» **Data in this exercise**:
PR #5038, opened 2025-06-12
fix: use proper wildcard for HTTP accept header

### LINKED ISSUE #5037: Invalid Accept header when using default wildcard in `BaseRevocationListService.downloadStatusListCredential`
# Bug Report

## Describe the Bug

In `BaseRevocationListService.downloadStatusListCredential`, the `Accept` header is built from `acceptedContentTypes`. If this list is not configured, it defaults to `TrustedIssuerRegistry.WILDCARD`, which is currently set to `"*"`. However, `"*"` is not a valid value for an HTTP `Accept` header — the correct value should probably be `"*/*"` for a wildcard.

## Steps to Reproduce

1. Do not explicitly set `acceptedContentTypes` for revocation service.
2. Trigger `downloadStatusListCredential(...)`.
3. Inspect the outgoing HTTP request.
4. Observe `Accept: *` in the headers.

## Possible Implementation
`TrustedIssuerRegistry.WILDCARD` probably has a different meaning as it is also used in other context, so I think it should not be used here. It should probably use a separate constant like `HttpWildcard = "*/*"` for a HTTP context.

paullatzelsperger:
## What this PR changes/adds

use `"*/*"` wildcard instead of the wrong `"*"` one

## Why it does that

fix wildcard

## Further notes

## Linked Issue(s)

Closes #5037


paullatzelsperger:
FYI: @thomasrutger

jimmarino (approved):

PR #1926, opened 2026-04-13
Add a project-wide search for folders, tasks or products

BigRoy:
## Description of changes 

When in a project add a Project wide search that is a quick search for a folder, task or product.

## Technical details

⚠️ This is currently just a UX draft to discuss the UI - the implementation will surely need heavy cleanup.

- [ ] It seems quite finnicky to get the right Product selected on the Products page automatically when choosing it from the search.  We seem to be lacking an easy way to ensure a page will display the entity if we redirect the user to it. So that we can enforce e.g. "highlight this item"

## Additional context

https://github.com/user-attachments/assets/525b9276-a135-4fa9-b54a-09b2e5d2c476

image

image

image

### DIFF
--- a/shared/src/api/generated/graphqlLinks.ts
+++ b/shared/src/api/generated/graphqlLinks.ts
@@ -1575,7 +1575,7 @@ export type GetFolderLinkDataQueryVariables = Exact<{
 }>;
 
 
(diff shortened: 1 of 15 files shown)


BigRoy:
Closing this since it's merely presenting a UX idea but needs more discussion implementation side to be worth pursuing further.

PR #1931, opened 2026-04-14
Settings: Support multi-selection with manual re-ordering

### LINKED ISSUE #1730: AY-7981: preferred apps

 

We need different widget for list[str] settings model where it is possible to change order of strings.

### Additional context:

_This issue was automatically created from AYON ticket [AY-7981]( https://support.ayon.app/projects/Active_Clients/overview?project=Active_Clients&type=folder&id=34cef4917ea011f083fb3003c82d0673)

filipvnencak:
## Description of changes 
Add sortable multiselect widget for preferred apps (project applications profiles). Users can reorder application priority via drag-and-drop using a new OrderedListWidget component integrated into the settings editor. 

## Technical details

- New OrderedListWidget component using @dnd-kit for drag-and-drop reordering with dual-panel UI (selected + available items)
- SelectWidget detects sortable multiselect fields via widget="sortable_multiselect" schema prop or ID pattern match (applications_profiles_*_applications)
- Uses isEqual (order-sensitive) instead of equiv (order-insensitive) for change detection so reordering is correctly tracked and persisted

## Additional context

Screenshot 2026-04-15 at 10 36 57
Screenshot 2026-04-15 at 10 31 38

### DIFF
--- a/src/containers/SettingsEditor/Widgets/OrderedListWidget.tsx
+++ b/src/containers/SettingsEditor/Widgets/OrderedListWidget.tsx
@@ -111,6 +111,33 @@ const SectionLabel = styled.div`
   letter-spacing: 0.5px;
 `
 
+const ButtonGroup = styled.div`
+  display: flex;
+  gap: 6px;
+  padding: 6px 0;
+`
+
+const ActionButton = styled.button`
+  padding: 4px 10px;
+  font-size: 12px;
+  border: 1px solid var(--md-sys-color-outline-variant);
+  border-radius: var(--border-radius-s);
+  background: var(--md-sys-color-surface-container-high);
+  color: var(--md-sys-color-on-surface);
+  cursor: pointer;
+  transition: all 0.2s;
+
+  &:hover:not(:disabled) {
+    background: var(--md-sys-color-surface-container-highest);
+    border-color: var(--md-sys-color-outline);
+  }
+
+  &:disabled {
+    opacity: 0.5;
+    cursor: not-allowed;
+  }
+`
+
 // Sortable item for selected list
 const SortableItem = ({
   id,
@@ -172,6 +199,15 @@ const OrderedListWidget = ({ value, options, onChange }: OrderedListWidgetProps)
 
   const removeItem = (item: string) => {
     onChange(value.filter((v) => v !== item))
+  }
+
+  const selectAll = () => {
+    const allValues = options.map((opt) => opt.value)
+    onChange(allValues)
+  }
+
+  const deselectAll = () => {
+    onChange([])
   }
 
   // Close dropdown on outside click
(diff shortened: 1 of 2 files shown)


Innders (changes requested):
I think we could make this simpler.

For the search dropdown component just use a regular multi-select dropdown. All of the extras are built in. When selecting a value keep it in the dropdown so we can see it selected. Then underneath we have the re-ordering list.

So this is basically what we used to have with the previous dropdown but just with the extra re-ordering underneath it. Then this because a "MultiSelectReordering" widget.

1. Bring back the previous dropdown that was used.
2. Keep the the re-ordering UI underneath.
3. Rename "Selected" to "Order selection" and remove the select/deselect all buttons.

Image

## Actions

Order set in the settings doesn't match order in the actions dropdown?

image
image


Ensure that these applications are sorted above any other applications.

image

filipvnencak:
@Luke the ordering is beckend issue, we have talked with Martin and Kuba about that, they need to fix that, now beckend returning list randomly, here is beckend issue https://github.com/ynput/ayon-backend/issues/917

Innders:
Thanks for the issue creating and link @filipvnencak. Could we please look at the UI feedback?

martastain:
I think the widget should be named just `sortable`. The fact it is "multiselect" is already infered from the datatype and presence of an enum.

iLLiCiTiT:
It is an issue of applications addon, not of a backend. This PR looks like works, if [this](https://github.com/ynput/ayon-frontend/pull/1931#issuecomment-4286536821) is resolved and it really works, then it can be merged.

NOTE: We also have to start showing dynamic actions in frontend to be able to change applications addon, this PR has to be already merged and released when we start to do it in applications addon.

iLLiCiTiT:
PR that changes the applications addon https://github.com/ynput/ayon-applications/pull/145 (you won't see them in frontend because dynamic actions are not showed there).

src/containers/SettingsEditor/Widgets/OrderedListWidget.tsx
```diff
@@ -0,0 +1,205 @@
...
+
+  return (
+    <Container data-tooltip="">
+      <Dropdown
+        widthExpand
+        options={options}
+        value={value}
+        onSelectionChange={handleSelectionChange}
+        multiSelect
+        placeholder="Select applications"
```
Innders: Missing lots props that would normally be on select dropdown, Like `onSelectAll`.

Innders (changes requested):
Almost there, just a couple things to clean up. Also I pushed a small change to hide the item when ordering so that only the overlay shows.

- [ ] Set a max width for select and ordered list dropdowns so that they don't overflow like this.

Image

Innders (approved):
Works well now thanks

Innders (approved):

Issue #1913, opened 2026-04-08
YN-0642: Filters: Allow filtering by date range on products page


ynbot:
### Please describe the feature you have in mind and explain what the current shortcomings are?

Allow filtering by a date range (start-end) in the products page, so that you can e.g. list all products that were updated between certain dates.

<br>

**Overview**

<br>

This is currently implemented on the overview page but:

1.  Seems to be buggy and doesn't always work.
1.  Only has start and end dates. createdAt and updatedAt fields need to be added.
1. Does not support custom date range.

**Products**

<br>

Needs to support date filtering on versions like the overview page.

1.  createdAt and updatedAt fields + any custom date attributes.
1.  Same options are overview Today, Yesterday etc + newly added custom date range.

**Notes**

<br>

- The dates look quote bad when added to the filter bar, format them nicely.
- Remember this is a powerpack only feature. You might need to make changes in the powerpack. 

### Additional context:

_This issue was automatically created from AYON ticket [YN-0642]( https://support.ayon.app/projects/Active_Clients/overview?project=Active_Clients&type=folder&id=ccfea1e0327811f19ff44548948c24f9)

PR #1932, opened 2026-04-15
YN-0648: Search for multiple folders at the same time

### LINKED ISSUE #1930: YN-0648: Search for multiple folders at the same time

Can we copy and paste shots into the search bar and find only those shots. 

Pasting a list of strings into the search field in Overview and products should break it up using a "," delimiter and create them as a list of separate search terms.

### Additional context:

_This issue was automatically created from AYON ticket [YN-0648]( https://support.ayon.app/projects/Active_Clients/overview?project=Active_Clients&type=folder&id=c3e4b3d0329411f1916bcf676d7f83ef)

filipvnencak:
## Description of changes 
**Search chip edit prefill:** Clicking an existing global search chip pre-fills the dropdown search input with the chip's current value for quick editing, hiding redundant preselected rows

## Technical details

- Search auto-fill intercepts `pt.dropdown.pt.item.onClick` and returns `false` to prevent SearchFilter from reopening the values panel after creating the filter
- Search chip prefill uses the native `HTMLInputElement.value` setter + dispatched `input` event to programmatically update the controlled React input inside SearchFilterDropdown
- `buildFilterId` is imported from `ayon-react-components` to generate unique filter IDs when creating filters from the wrapper

## Additional context

Relates to GitHub issue #1930  (search text auto-fill) and #1913  (date range filtering on products page).


Innders (changes requested):
Please provide demo of using the new feature, I'm not sure how it's supposed to work. I've tried many ways to search for multiple folders but none of them work.

Innders:
@filipvnencak could we take a look at this please with high priority

filipvnencak:
https://github.com/user-attachments/assets/ed0d253c-e584-47a1-891c-29810ebe02b0

Innders (changes requested):
I cannot find a way to search for multiple things at once.

I have tried: 
- `010_0010 010_0020`
- `010_0010, 010_0020` (with commas specified in the issue)
- Adding them one by one

The video above doesn't show searching for multiple folders either.

Innders (changes requested):
- [x] Editing the string whilst adding commas does not work `shot010 shot020` -> `shot010, shot020`

shared/src/containers/ProjectTreeTable/utils/expandRelativeDates.ts
```diff
@@ -1,4 +1,4 @@
-import { QueryFilter, QueryCondition } from '@shared/containers'
```
Innders, line 1: related change?

shared/src/api/queries/overview/getOverview.ts
```diff
@@ -317,6 +317,34 @@ const injectedApi = enhancedApi.injectEndpoints({
         }
       },
     }),
+    // Derive folder IDs from tasks matching a search string. Reuses the existing
+    // GetTasksList query — GraphQL tasks resolver splits search on commas for OR
+    // semantics, unlike the REST searchFolders endpoint which ANDs all terms.
+    getFolderIdsByTaskSearch: build.query<
```
Innders: The search folders query has been updated to work with commas so I don't think this is needed now?

https://github.com/ynput/ayon-backend/pull/923

Innders (commented):
It works but the code needs to be looked at, especially for the data fetching. Using `first: 10000` on tasks to get folders is not good practice.

Innders (changes requested):
Changes above

PR #1946, opened 2026-04-21
Overview: Group by folder and hierarchy broken

### LINKED ISSUE #1942: Overview: Group by folder and hierarchy broken
It's impossible to set the grouping to `folder` or `hierarchy`.

https://github.com/user-attachments/assets/4e5f34a1-360b-4dea-abcb-5a0711d861bc

filipvnencak:
## Description of changes 
Fixes the Overview page grouping bug where selecting a Group By option (Status, Folder, etc.) either failed to apply or flickered back to the previous mode. Also removes the "Hierarchy" flicker during initial view-settings load.

## Technical details

- viewUpdateHelper.ts is shared by all view types (Overview, Lists, TaskProgress, VersionsProducts). Safe fallback: if cache-read returns undefined, we use the old closure path — same behavior as before.
- The fix assumes RTK's onQueryStarted runs synchronously before updateView(...) returns. Standard RTK behavior.                                                    
- The "cache is fresh this tick" flag is module-level so two different useViewUpdateHelper instances (data provider + context) can see each other's writes in the same tick. A per-instance ref wouldn't work.                                                                                                                        
- store.getState() is cast to any — RootState lives in the app, not @shared. Selector only reads the api slice, which every app has.                                
- Type: viewGroupBy: string | null → string | null | undefined.

### DIFF
--- a/shared/src/containers/ProjectTreeTable/context/ProjectTableProvider.tsx
+++ b/shared/src/containers/ProjectTreeTable/context/ProjectTableProvider.tsx
@@ -212,8 +212,10 @@ export const ProjectTableProvider = ({
     isLoadingMore,
   })
 
-  // overrideGroupBy (from view dropdown) takes priority over Customize panel's groupBy
-  const effectiveGroupBy = overrideGroupBy || columnSettingsGroupBy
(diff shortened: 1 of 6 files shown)


Innders:
Seems to work for me if this is ready for review

PR #1955, opened 2026-04-28
Views: Changing view permissions does not move view to correct section

### LINKED ISSUE #1938: Views: Changing view permissions does not move view to correct section
When adding or removing sharing from a view, the view does not move to the correct "My/Shared" views section until the page reloads.

https://github.com/user-attachments/assets/5d290d61-0c55-48d6-b1a9-f447acb0b6fd

filipvnencak:
## Description of changes 
Fixes [YN-1938] — when a view's permissions change (e.g. from private → studio, or studio → project), the view did not move to the correct section in the views dropdown until a hard refresh.      

## Technical details

Fix: extend `providesTags` in `getViews.ts` so each list also provides a per-view tag `{ type: 'view', id: v.id }` for every view in the result. Now any mutation that invalidates `view:<id>` will cause the affected `listViews` queries to refetch and the view will surface in the correct section automatically.

### DIFF
--- a/shared/src/api/queries/views/getViews.ts
+++ b/shared/src/api/queries/views/getViews.ts
@@ -1,10 +1,5 @@
 import { ListViewsApiResponse, viewsApi } from '@shared/api/generated'
-import {
-  DefinitionsFromApi,
-  OverrideResultType,
-  TagDescription,
-  TagTypesFromApi,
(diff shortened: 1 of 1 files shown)


Innders (approved):
Works now thanks

PR #1964, opened 2026-05-04
Overview: Folder grouping should not pin name column

### LINKED ISSUE #1962: Overview: Folder grouping should not pin name column
Historically the name column has been pinned as the first column when grouping the tasks.

When grouping by `folder` remove this restriction so the column ordering and pinning can be anything.

Image

filipvnencak:
## Description of changes 
Removes the forced name-column pinning + first-position when grouping by Folder, so column order and pinning are free. Other groupings (status, taskType, etc.) keep the existing behavior.

## Technical details

- ColumnSettingsProvider.tsx — gated the name-pin / name-first block on groupBy.id !== 'folder'.


Innders (approved):
Works thanks

PR #1967, opened 2026-05-05
Project: Add label alongside project name

### LINKED ISSUE #1940: Project settings: Add label alongside project name
## Story
As a **studio admin**, I want to set a human-readable label on a project so my team sees a friendly display name without me having to rename the project's machine identifier.

As an **artist / end user**, I want to see meaningful project names in the sidebar, project manager, and breadcrumbs instead of technical slugs like `prj_client_2026_v02`.

### Problems

- Project `name` is the machine identifier: primary key, routing slug, referenced in logs and URLs. It has to stay stable and regex-constrained.
- That leaves no room for a nice human-readable display name (spaces, punctuation, proper casing).
- Renaming a project to make it prettier is expensive and risks breaking integrations and deep links.

### Proposal
Use the optional `label` field being added on the backend (ynput/ayon-backend#915) as a display-only layer on top of `name`. When a label is set, show it; when it isn't, fall back to `name`. Machine ID / routing / state keys stay on `name` — only the visible text changes.

- Render `label ?? name` everywhere the project is shown to end users (sidebar, Project Manager table, breadcrumbs / page titles).
- Keep `name` visible wherever it's used technically (URLs, logs, copy-pasteable IDs).
- Introduce a single `getProjectDisplayName(project)` helper in `shared/src/util/` so the fallback isn't scattered across components.
- **Edit label via right-click context menu** on a project row in the Project Manager list — "Edit label" (or "Rename") opens a small inline prompt / dialog, writes via PATCH

## TODO
- [ ] Add `getProjectDisplayName(project)` helper in `shared/src/util/`
- [ ] Swap `ProjectMenu/projectMenu.jsx` (sidebar) to use the helper
- [ ] Swap `ProjectsList/ProjectsListRow.tsx` + `buildProjectsTableData.ts` to use the helper
- [ ] Swap breadcrumb / page-title components that render project name to use the helper
- [ ] Add **right-click context menu** on project rows in `ProjectsList` with an "Edit label" action
- [ ] Context menu action opens an inline edit / small dialog prefilled with the current label (or empty)
- [ ] Wire the edit to the project PATCH mutation — save on Enter / confirm, cancel on Esc
- [ ] Do NOT change any state selector or routing key from `name` to `label` — label is display-only
- [ ] Verify deep links using `name` still resolve (no routing regressions)
- [ ] Verify project selection, switching, and recent-projects memory still work unchanged

### Attachments
- Backend PR: https://github.com/ynput/ayon-backend/pull/915

filipvnencak:
## Description of changes 

Show optional project.label as a friendly display name (falls back to name) in sidebar, Project Manager list, page title, delete confirm, and user-access filter. Inline-edit label via right-click → "Edit label" (or R) on project rows.

## Technical details

- New getProjectDisplayName(project) helper in shared/src/util/.
- buildProjectsTableData swaps row display label only; routing, selection, pinned memory still keyed on project.name.
- Sort + sidebar search use display name; SimpleTable fuzzy filter already covered both fields.
- Label PATCH via useUpdateProjectMutation with optimistic update on listProjects cache (rollback on failure).
- Manager+ permission gate, mirroring archive/delete.
- Breadcrumbs left untouched — TODO added (needs per-scope crumb detection).

### DIFF
--- a/shared/src/api/queries/project/updateProject.ts
+++ b/shared/src/api/queries/project/updateProject.ts
@@ -29,6 +29,33 @@ const enhancedProjectApi = projectApi.enhanceEndpoints({
               { type: 'projects', id: 'LIST' },
             ],
       transformErrorResponse: (error: any) => error.data.detail,
+      // Optimistically patch listProjects cache for fields exposed in the list view
+      // so the UI updates instantly without waiting for refetch.
+      async onQueryStarted({ projectName, projectPatchModel }, { dispatch, queryFulfilled }) {
+        if (!('label' in projectPatchModel)) return
+
+        const newLabel = projectPatchModel.label ?? undefined
+        const patches = [
+          dispatch(
+            projectApi.util.updateQueryData('listProjects', { active: true }, (draft) => {
+              const project = draft.find((p) => p.name === projectName)
+              if (project) project.label = newLabel
+            }),
+          ),
+          dispatch(
+            projectApi.util.updateQueryData('listProjects', { active: undefined }, (draft) => {
+              const project = draft.find((p) => p.name === projectName)
+              if (project) project.label = newLabel
+            }),
+          ),
+        ]
+
+        try {
+          await queryFulfilled
+        } catch {
+          patches.forEach((patch) => patch.undo())
+        }
+      },
     },
     setProjectBundle: {
       invalidatesTags: (_r, _e, { projectName }) => [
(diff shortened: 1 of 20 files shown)


Innders (changes requested):
Works nicely, just need to add it to one more place!

- [x] Add project label to project details panel on dashboard page

Image

Innders (changes requested):
Sorry I wasn't clear enough.

Name and Label need to be fields with label being editable.

Image

Image

Innders (approved):
Works great!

» **What the exercise asks**: Copy, exactly and only, the lines above that begin with the one containing "Innders: Missing lots" and finish with the one containing "Almost there, just".

» **Written reply**:
Innders: Missing lots props that would normally be on select dropdown, Like `onSelectAll`.

Innders (changes requested):
Almost there, just a couple things to clean up. Also I pushed a small change to hide the item when ordering so that only the overlay shows.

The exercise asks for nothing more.